И, недолго думая, он запахнул халат, прошел на цыпочках залу, коридор и отворил дверь в комнату, где спала Казимира. Та сейчас же услыхала.
– Кто это? – спросила она немножко испуганным голосом.
– Это я, Казимира, не тревожьтесь! – говорил Бакланов, подходя к ней и дотрагиваясь до нее рукою.
– Ах, Александр Николаич, не случилось ли чего-нибудь? – воскликнула Казимира, привставая.
– Нет, ничего; я так пришел, побыть с вами, – отвечал он; голос его был нетверд.
– Чтой-то, как же возможно в такое время! Придут, пожалуй, кто-нибудь.
– Никто не придет, никто! – говорил Бакланов, беря и целуя ее руку.
– Да как никто? Так вот дети, Валеренька спят! – говорила Казимира.
– Ну, пойдемте ко мне в кабинет.
– Зачем я пойду к вам? Что мне там делать!
– Мы будем сидеть, разговаривать.
– Нет, Александр, ступайте, ступайте! – говорила Казимира, дрожа всем телом.
– Если вы не пойдете, я на вас ужасно рассержусь.
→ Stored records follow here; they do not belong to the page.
PR #906, opened 2021-02-26
Fix BUnits

bplett-wgtcorp:
Wouldn't you know it!  I got the units reversed. :(

### DIFF
--- a/Common/UnitDefinitions/Frequency.json
+++ b/Common/UnitDefinitions/Frequency.json
@@ -95,8 +95,8 @@
     {
       "SingularName": "BUnit",
       "PluralName": "BUnits",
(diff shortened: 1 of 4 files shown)


angularsen:
No problem, that's why we try to look up the test case value from a references as a double-check we got the conversion functions right.

[Release UnitsNet/4.85.0 · angularsen/UnitsNet](https://github.com/angularsen/UnitsNet/releases/tag/UnitsNet%2F4.85.0)

bplett-wgtcorp:
I thought I had double and triple checked it.  Well, I did but in the reverse order.  Anyway, thanks again!!!

Brad.

PR #1409, opened 2024-09-10
feat(experiments): Apply no-code experiments to the webpage.

Phanatic:
## Changes

This PR introduces a new extension to posthog-js called `web-experiments` which allows posthog to **apply no-code experiments** to elements on a web page.  This PR needs https://github.com/PostHog/posthog/pull/24872 to merge so it can function. 

To enable this feature, developers have to opt-in by setting `disable_web_experiments` to false in `posthog.init` while in Beta. 

There are multiple ways to target an experiment within the browser here : 
1. Current URL can be matched with `exact, contains, not_contains, regex, not_regex`
2. UTM targeting works by parsing the Current URL and evaluating conditions on individual variants.

## Checklist

### Coming up in following PRs
* Support for dynamic elements on a webpage, via MutationObserver
* Anti-flicker snippet support to prevent flickering of the webpage when applying web experiments.


src/web-experiments-types.ts
```diff
@@ -0,0 +1,38 @@
+export interface WebExperimentTransform {
+    attributes:
+        | {
+              name: string
+              value: string
+          }[]
+        | null
```
dmarticus, line 7: making this value nullable instead of optional is interesting; what's the significance of going with this approach over something like this?
```
attributes?: { name: string; value: string }[]
```
Is making this value nullable vs undefined important?  Feels like we could avoid the extra null checks elsewhere by making this optional.

src/web-experiments-types.ts
```diff
@@ -0,0 +1,38 @@
...
+    conditions: {
+        url?: string
+        urlMatchType?: WebExperimentUrlMatchType
+        utm: {
+            utm_source?: string
+            utm_medium?: string
+            utm_campaign?: string
+            utm_term?: string
+        }
+    } | null
```
dmarticus, line 27: similar comment about making this payload undefined vs null as I had above; why extra an extra null state that needs more defensive coding?

src/web-experiments.ts
```diff
@@ -0,0 +1,261 @@
...
+
+                                case 'cssClass':
+                                    htmlElement.className = attribute.value
+                                    break
+
+                                default:
+                                    htmlElement.setAttribute(attribute.name, attribute.value)
+                            }
+                        })
+                    }
```
dmarticus, line 244: obviously users won't try to do this, and it's possible we're making this impossible on the server side, but should we sanitize the contents of these values that we're setting onto the DOM?

dmarticus (approved):
looks reasonable overall, nice work!  A couple of questions about data modeling and one about sanitizing HTML content but the rest looks fine.

src/web-experiments-types.ts
Phanatic: TBH, I don't have a strong preference here. I like your approach better, will adopt.

src/web-experiments.ts
Phanatic: good idea about sanitizing payload. We can do that on the server-side with nh like we do for survey HTML

PR #1410, opened 2024-09-10
chore: add page title to custom events

daibhin:
## Changes

In working through some of the design changes proposed in https://github.com/PostHog/posthog/issues/24561 we are looking to track the title of a given page in the playback tabs

Screenshot 2024-09-10 at 20 26 01

Given we don't want to rely on `$pageview` events where possible in Replay because we can't always guarantee a customer uses events, it seems like the only alternative is to add the title to the custom rrweb events.

Open to pushback here. Other options include:
1) Never showing the title during playback and just relying on the url
2) Only enhancing the tab with the title if a customer collects events

## Checklist

### DIFF
--- a/src/extensions/replay/sessionrecording.ts
+++ b/src/extensions/replay/sessionrecording.ts
@@ -303,7 +303,7 @@ export class SessionRecording {
                             if (!href) {
                                 return
                             }
-                            this._tryAddCustomEvent('$pageview', { href })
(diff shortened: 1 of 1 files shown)


pauldambra:
I wonder if we could do this with a plugin on the replayer side... the full snapshots will have the doc title in and changes to the title will come through in mutations

(which has the benefit it would work on old recordings too)

daibhin:
Closing in favour of https://github.com/PostHog/posthog/pull/24943

PR #1411, opened 2024-09-10
fix: teardown and restart recording on session id change

pauldambra:
sometimes we see the artificial full snapshot on session idle timeout end up in the previous session not the new session - no bueno

in an attempt to not keep adding conditionals here i want to explore if tearing down rrweb and restarting recording is more stable

---

locally this seems way more reliable, but I want to get https://github.com/PostHog/posthog-js/pull/1416 in so I can retest without that noise


src/extensions/replay/sessionrecording.ts
```diff
@@ -579,12 +590,11 @@ export class SessionRecording {
...
 
-        if (
-            returningFromIdle ||
-            ([FULL_SNAPSHOT_EVENT_TYPE, META_EVENT_TYPE].indexOf(event.type) === -1 &&
-                (windowIdChanged || sessionIdChanged || isUndefined(this._fullSnapshotTimer)))
-        ) {
-            this._tryTakeFullSnapshot()
+        if (sessionIdChanged || windowIdChanged) {
+            this.stopRecording()
+            this.startIfEnabledOrStop()
```
daibhin, line 595: Haven't looked into it but wondering if we need to consider anything here with regards to ingestion controls (sampling, feature flags, minimum duration) that might affect the new recording not starting

daibhin (commented):
Looks like a simple enough change, happy to approve once you're ready for a full review

src/extensions/replay/sessionrecording.ts
pauldambra: sampling and feature flags should just work...

min duration is interesting... i don't know if we'd restart the counter - we should... 👀

src/__tests__/extensions/replay/sessionrecording.test.ts
```diff
@@ -426,26 +427,6 @@ describe('SessionRecording', () => {
             })
         })
 
-        it('when the first event is an incremental it does take a manual full snapshot', () => {
```
pauldambra, line 429: not manually fangling this any more so we don't need to test it happens

src/__tests__/extensions/replay/sessionrecording.test.ts
```diff
@@ -764,9 +744,8 @@ describe('SessionRecording', () => {
             expect(posthog.capture).toHaveBeenCalledWith(
                 '$snapshot',
                 {
-                    $snapshot_bytes: 80,
+                    $snapshot_bytes: 60,
                     $snapshot_data: [
-                        createFullSnapshot(),
```
pauldambra, line 769: throughout these tests we're no longer manually adding full snapshots so we don't have to assert their presence

daibhin (approved):

src/extensions/replay/sessionrecording.ts
pauldambra: yep... session start is read from storage, most recent snapshot data from the buffer, so we're safe with min duration  too 👍

PR #1414, opened 2024-09-12
chore: auto publish alpha versions

pauldambra:
Sometimes we want to test changes without releasing them generally
Let's allow ourselves to publish alphas more easily

This trigger type only fires if the workfllow file is on the default branch so I can't test it exclusively in one PR

This PR introduces a workflow file that runs when a specified label is added

The workflow

* checks the person has write access to posthog-js
* pushes an alpha prerelease to NPM

# To Follow-up

it also isn't clever enough to e.g. push alpha-1, alpha-2 etc so if someone ran it twice on one version of posthog-js then it would fail but my goal today is to push an alpha of https://github.com/PostHog/posthog-js/pull/1411 so I can figure out how to use it and then test it

to follow-up to this PR would then be detecting a sensible alpha version to publish

### DIFF
--- a/.github/workflows/label-alpha-release.yml
+++ b/.github/workflows/label-alpha-release.yml
@@ -3,72 +3,73 @@ name: Autorelease alpha version
 on:
   pull_request:
     types:
-      - labeled  # Triggers when any label is added to the PR
+      - labeled
 
 jobs:
-    check-permissions:
-      name: "Check user has permission to release"
-      runs-on: ubuntu-latest
-      steps:
-        - uses: actions-cool/check-user-permission@v2
-          id: check-permissions
-          with:
-            require: 'write'
+  check-permissions:
+    name: "Check user has permission to release"
+    runs-on: ubuntu-latest
+    outputs:
+      check-result: ${{ steps.check-permissions.outputs.check-result }}
+      user-permission: ${{ steps.check-permissions.outputs.user-permission }}
+      require-result: ${{ steps.check-permissions.outputs.require-result }}
+    steps:
+      - uses: actions-cool/check-user-permission@v2
+        id: check-permissions
+        with:
+          require: 'write'
 
-        - run: echo "user-permission = ${{ steps.check-permissions.outputs.user-permission }}"
-        - run: echo "require-result = ${{ steps.check-permissions.outputs.require-result }}"
-        - run: echo "check-result = ${{ steps.check-permissions.outputs.check-result }}"
-    warn-when-failed:
-        name: Warn when the user does not have the required permissions
-        runs-on: ubuntu-latest
-        if: |
-          steps.check-permissions.outputs.check-result == false
-        steps:
-          - run: echo "The user does not have the required permissions to trigger this action."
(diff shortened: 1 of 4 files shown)


README.md
```diff
@@ -91,3 +95,8 @@ To release an alpha or beta version, you'll need to use the CLI locally:
     ```
 
 5. Enjoy the new prerelease version. You can now use it locally, in a dummy app, or in the [main repo](https://github.com/posthog/PostHog).
+
+#### Automagically
```
pauldambra, line 99:
```suggestion
#### Automagically (in progress - don't use yet!)
```

daibhin (approved):

README.md
```diff
@@ -91,3 +95,8 @@ To release an alpha or beta version, you'll need to use the CLI locally:
     ```
 
 5. Enjoy the new prerelease version. You can now use it locally, in a dummy app, or in the [main repo](https://github.com/posthog/PostHog).
+
+#### Automagically (in progress - don't use yet!)
```
pauldambra, line 99:
```suggestion
#### Automagically
```

README.md
```diff
@@ -91,3 +95,8 @@ To release an alpha or beta version, you'll need to use the CLI locally:
...
+
+Use the release-alpha label on your PR to have an alpha version bumped and published automatically.
+Remember that these are public and folk might use them, so make sure they're not _too_ alpha 🙈
```
pauldambra, line 102:
```suggestion
Use the "release alpha" label on your PR to have an alpha version published automatically. This automation currently doesn't check whether an alpha exists for the version it will try to publish. If you need to publish two alphas from one PR you'll need to fix that

Remember that these versions are public and folk might use them, so make sure they're not _too_ alpha 🙈
```

.github/workflows/label-alpha-release.yml
```diff
@@ -0,0 +1,73 @@
...
+
+      - name: Update version in package.json
+        if: steps.bump-type.outputs.bump-type != 'null'
+        run: |
+          mv package.json package.old.json
+          jq --indent 4 '.version = "${{ steps.versions.outputs.new-version }}"' package.old.json > package.json
+          rm package.old.json
+
+      - name: Publish the alpha in the npm registry
+        run: npm publish --access public
```
benjackwhite, line 71: my memory is hazey but in js-lite we set a tag to ensure it is off the main stream. Is that maybe missing here? https://github.com/PostHog/posthog-js-lite/blob/main/.github/workflows/release.yml#L59

I think the version containing alpha doesn't put it off the main track

benjackwhite (changes requested):

.github/workflows/label-alpha-release.yml
pauldambra: https://docs.npmjs.com/cli/v10/commands/npm-publish#tag

> If you ask npm to install a package and don't tell it a specific version, then it will install the specified tag.

i did not read the docs that way... but you're totally right

benjackwhite (approved):

PR #1416, opened 2024-09-13
fix: no keep alive for large payloads

pauldambra:
we set keepalive to true for any request that is a POST

the fetch spec at https://fetch.spec.whatwg.org/#http-network-or-cache-fetch says

> If contentLength is non-null and httpRequest’s [keepalive](https://fetch.spec.whatwg.org/#request-keepalive-flag) is true, then:
> If the sum of contentLength and inflightKeepaliveBytes is greater than 64 kibibytes, then return a [network error](https://fetch.spec.whatwg.org/#concept-network-error).

read more at e.g. https://javascript.info/fetch-api#:~:text=But%20the%20keepalive%20option%20tells,for%20keepalive%20requests%20is%2064KB.

it is likely that a replay payload would be >64kb compressed

not all browsers obey this spec equally (of course) so it won't always fail, so it's not broken consistently enough to stand out.

but locally I can see network requests failing for this reason

fetch keepalive is intended for situations including those like analytics (👋 posthog) where you might want to allow a request to finish even though the page is navigating so we don't want to turn it off completely

lets estimate body size and set keepalive when its safe (which it should be for most analytics events)

### DIFF
--- a/src/request.ts
+++ b/src/request.ts
@@ -17,6 +17,7 @@ const CONTENT_TYPE_FORM = 'application/x-www-form-urlencoded'
 type EncodedBody = {
     contentType: string
     body: string | BlobPart
+    estimatedSize: number
 }
 
 export const extendURLParams = (url: string, params: Record<string, any>): string => {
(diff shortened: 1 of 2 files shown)


src/request.ts
```diff
@@ -133,7 +140,14 @@ const _fetch = (options: RequestOptions) => {
...
         headers,
-        keepalive: options.method === 'POST',
+        // if body is greater than 64kb, then fetch with keepalive will error
+        // see 8:10:5 at https://fetch.spec.whatwg.org/#http-network-or-cache-fetch,
+        // but we do want to set keepalive sometimes as it can  help with success
+        // when e.g. a page is being closed
+        // so let's get the best of both worlds and only set keepalive for POST requests
+        // where the body is less than 64kb
+        // NB this is fetch keepalive and not http keepalive
+        keepalive: options.method === 'POST' && (estimatedSize || 0) < 64 * 1024,
```
daibhin, line 150: Could abstract this but doesn't seem necessary given the comment explains a lot
```suggestion
        keepalive: options.method === 'POST' && (estimatedSize || 0) < MAX_KEEPALIVE_KB,
```

daibhin (approved):

src/request.ts
pauldambra: yeah, i'm always torn by the tension between "clarify intent" and "have fewest parts"
if you make it a const it's arguably clearer but i need to look at multiple places to be sure i understand

marandaneto (approved):

PR #1433, opened 2024-09-23
fix: get computed style error

pauldambra:
see https://posthog.sentry.io/issues/5858293571/events/latest/?project=1899813&query=is%3Aunresolved+issue.priority%3A%5Bhigh%2C+medium%5D+getComputedStyle&referrer=latest-event&statsPeriod=90d&stream_index=0&utc=true

and https://posthoghelp.zendesk.com/agent/tickets/17649 (moved to PostHog: https://us.posthog.com/project/2/support/tickets/20566)

we very infrequently see a `Window.getComputedStyle: Argument 1 does not implement interface Element.` error. 

there are some small differences between similar routes in heatmaps and autocapture

the error seems to be in autocapture, so let's make heatmaps safer

### DIFF
--- a/src/autocapture.ts
+++ b/src/autocapture.ts
@@ -4,6 +4,7 @@ import {
     getClassNames,
     getDirectAndNestedSpanText,
     getElementsChainString,
+    getEventTarget,
     getSafeText,
     isAngularStyleAttr,
     isDocumentFragment,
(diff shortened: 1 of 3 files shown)


src/autocapture.ts
```diff
@@ -243,25 +244,13 @@ export class Autocapture {
         }
     }
 
-    private _getEventTarget(e: Event): Element | null {
```
pauldambra, line 246: this is useful dark magic, so we lift it out of the class so that heatmaps can use it

daibhin (approved):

– Как это возможно! Душечка Александр, это невозможно.
– Отчего же невозможно?
– Оттого, что у вас жена есть! Что вы!
– Убирайтесь вы с женой! Не люблю я ее. Пойдемте, ангел мой!
– Александр! Умоляю, оставьте меня! Оставь! – говорила Казимира.
– Не оставлю, – говорил он, обнимая ее и насильно подводя к двери.
– Александр! – вздумала было еще раз воспротивиться Казимира.
– Если ты для меня этого не сделаешь, я возненавижу тебя! – проговорил Бакланов; голос его при этом звучал почти с бешенством.
– Ах, Господи! – воскликнула бедная женщина, вся пылая в его объятиях. – Дайте мне, по крайней мере, надеть на себя что-нибудь.
– Ну, наденьте.
Она торопливо накинула на себя капот и надела туфли.
Бакланов обнял ее и увел.
10. Бедная жертва
В семействе Баклановых все шло как бы по-прежнему; но в самом деле это было не так: безумная Казимира начала чувствовать страх непреодолимый к Евпраксии и почти что избегал ее видеть, стремясь всей душой быть с Александром, единственным ее спасителем и покровителем; о он, напротив, удовлетворив минутному увлечению, почувствовал к Казимире более чем равнодушно, почти что отвращение; сначала он превозмогал себя, а потом и скрывать этого не мог, и не только самым тщательным образом старался не оставаться с Казимирой с глазу на глаз, но даже уходил из комнаты, в которую она входила. Казимира наконец заметила это и поняла: что бы там ни чувствовало сердце, но в ней заговорила гордость, она сама не стала обращать внимания на Бакланова, а между тем, когда ее начинали невыносимо душить слезы, она пила холодную воду, глотала лед, ходила почти босыми ногами по замерзшей семье. Все сие наконец восприяло свои действия!
В одно утро Евпраксия ранее обыкновенного подошла к спальне мужа и отворила дверь.
– Что ты спишь? Вставай! – сказала она.
Бакланов взмахнул глазами.
– Казимира больна, – продолжала Евпраксия.